· By Joseph Welstead
Plant Polyphenols: What to Eat in April for Optimal Health
What to eat in April? Focus on Plant Polyphenols
We often talk of antioxidants. Perhaps what we should be talking about is actually Polyphenols. These plant-based compounds, including phenolenic acids, flavonoids and resveratrol, have been the focus of hundreds of clinical studies for their many, many benefits on the human body and brain. Polyphenols will help clear oxidative stress from the brain and body (hence the term antioxidant), they will improve our cardiovascular health, and generally improve our expected lifespan.Why focus on Polyphenols in April?

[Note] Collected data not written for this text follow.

PR #8298, opened 2018-04-18
[sdks] Build LLVM configurations as part of Android CI

luhenry:


luhenry:
@monojenkins build Linux ARMv7 Bitcode

PR #8302, opened 2018-04-18
Fix mono_perfcounter_instance_exists to match prototype when #ifndef …

jaykrell:
…DISABLE_PERFCOUNTERS.


ntherning:
@jaykrell @luhenry Could we have this backported to 2018-02 and 2018-04?

jaykrell:
I not sure if it requires higher authority or if we are all allowed. Of course this is a trivial change..

lewurm:
@monojenkins backport 2018-02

Spring in the UK welcomes a wave of locally produced plants bursting with these life-enhancing chemicals. Now's the time to make the most of it.Here are three areas to focus on this month to significantly boost your intake of polyphenols.
1. Herbs and Microgreens
This is where our beautiful homeland really delivers. With no other change to your diet, topping your meals with freshly cropped, locally sourced herbs and microgreens (as local as your windowsill herb tray, perhaps?) could be the most important single step you can take towards a healthier, longer life. A few things to look out for, in season right now in April:- Chives
- Dill
- Sorrel
- Watercress
- Wild nettle
- Wild garlic
- Spinach
- Spring onions
- Spearmint (year round, indoors)
2. Spices and Chilies
Like it hot? Good. Curry, turmeric, cloves, star anise, celery seeds, oregano (even dried), rosemary and thyme will all pack a punch of flavour while delivering heavy doses of antioxidant polyphenols. Go big on flavour, go big on life!3. Coffee and Cacao
This section should make you happy. High quality dark chocolate, raw cacao, and even coffee and black/green tea are all excellent sources of polyphenols. Need we say more?